■ GOAL OF THE EXERCISE: Copy out the entries below exactly as they stand, but only from the line containing "## Verification" through the line containing "- 235 passed, 1 skipped.".

....

PR #1452, opened 2026-06-10
Deflection full-volume submit limit

canfieldjuan:
Plan: plans/PR-Deflection-Full-Volume-Submit-Limit.md

#1440 needs the real CFPB upload proof to exercise every row that fits under the existing 50 MB submit guard. The submit path still had a legacy 1000-row default/clamp, and the CSV loader could reject or corrupt valid messy provider CSV before any report was built. This removes the silent truncation for portfolio deflection submit, hardens messy CSV parsing, skips provider prologue rows only when a plausible support-export header follows, filters language-marked uploads to English rows for this proof lane, and keeps the generic `/execute` FAQ row guard plus the 50 MB upload/blob guard intact.

## Intentional
- The explicit submit limit ceiling is tied to the 50 MB byte guard; the effective default cap is the parsed row count for that accepted file.
- The internal submit bypass uses an identity token and is stripped before downstream execution, so external `/execute` requests still use the existing public validation and row guard.
- The #1440 sample leaves `resolution_text` empty because CFPB company response status text is not proven help-desk answer evidence.
- Provider title/prologue rows are accepted only when followed by a plausible header; ragged extra-cell CSV remains fail-loud.
- This does not add translation or multilingual clustering; rows with a language marker are reduced to English rows.

## Deferred
- The live #1440 hosted run remains after this deploy: submit the generated 35,386-row CFPB sample, confirm snapshot email/PDF, complete payment, and confirm the full report email/PDF to `canfieldjuan24@gmail.com`.
- P0 production hardening for clustering scale, encoding detection, and proven-answer validation remains in #1454, #1455, and #1456.

## Parked hardening
- None.

## Verification
- pytest tests/test_extracted_content_deflection_submit.py tests/test_smoke_content_ops_deflection_submit_handoff.py tests/test_extracted_content_control_surface_api.py tests/test_extracted_support_ticket_input_package.py
  - 235 passed, 1 skipped.
- pytest tests/test_extracted_content_deflection_submit.py tests/test_smoke_content_ops_deflection_submit_handoff.py tests/test_extracted_content_control_surface_api.py tests/test_extracted_support_ticket_input_package.py tests/test_extracted_campaign_customer_data.py tests/test_build_deflection_messy_csv_fixtures.py tests/test_smoke_content_ops_support_ticket_package.py
  - 274 passed, 1 skipped.
- python scripts/build_content_ops_deflection_report.py tmp/deflection_full_50k_e2e_20260609/cfpb_real_upload_under_50mb.csv --source-format csv --title "CFPB Real Export Deflection Report" --faq-title "CFPB Real Export FAQ Deflection Report" --default-field company_name=CFPB --default-field contact_email=canfieldjuan24@gmail.com --default-field vendor_name=CFPB --output tmp/deflection_full_50k_e2e_20260609/report_build/report.md --summary-output tmp/deflection_full_50k_e2e_20260609/report_build/summary.json --result-output tmp/deflection_full_50k_e2e_20260609/report_build/result.json --require-output-checks
  - Passed on 35,386-row / 52,363,054-byte CFPB sample generated with standard CSV quoting and embedded source quotes preserved; generated 37 ranked questions, 35,386 ticket sources, 0 proven answers, output checks all true.
  - Passed.
  - Passed.
  - Passed.
  - Passed.
- python -m py_compile extracted_content_pipeline/api/control_surfaces.py extracted_content_pipeline/campaign_customer_data.py scripts/build_deflection_messy_csv_fixtures.py scripts/smoke_content_ops_deflection_submit_handoff.py tests/test_extracted_content_deflection_submit.py tests/test_smoke_content_ops_deflection_submit_handoff.py tests/test_extracted_support_ticket_input_package.py tests/test_extracted_campaign_customer_data.py tests/test_build_deflection_messy_csv_fixtures.py tests/test_smoke_content_ops_support_ticket_package.py
  - Passed.
- git diff --check
  - Passed.
- python scripts/sync_pr_plan.py plans/PR-Deflection-Full-Volume-Submit-Limit.md --check
  - Passed.

## Diff size
9 files, estimated 675 LOC. This is over the soft cap because the row-cap fix now includes parser hardening plus failure-first fixtures for embedded quotes, provider prologues/support-export headers, missing optional fields, mixed-language filtering, and all-non-English fail-closed behavior.

### DIFF
--- a/extracted_content_pipeline/api/control_surfaces.py
+++ b/extracted_content_pipeline/api/control_surfaces.py
@@ -139,10 +139,13 @@ _MAX_INGESTION_ROWS = 1000
 _MAX_FILE_INGESTION_ROWS = 10000
 _MAX_INGESTION_FILE_BYTES = 25 * 1024 * 1024
 _MAX_DEFLECTION_SUBMIT_BLOB_BYTES = 50 * 1024 * 1024
+_MAX_DEFLECTION_SUBMIT_ROWS = _MAX_DEFLECTION_SUBMIT_BLOB_BYTES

....

■ SOLUTION TO THIS PROBLEM:
## Verification
- pytest tests/test_extracted_content_deflection_submit.py tests/test_smoke_content_ops_deflection_submit_handoff.py tests/test_extracted_content_control_surface_api.py tests/test_extracted_support_ticket_input_package.py
  - 235 passed, 1 skipped.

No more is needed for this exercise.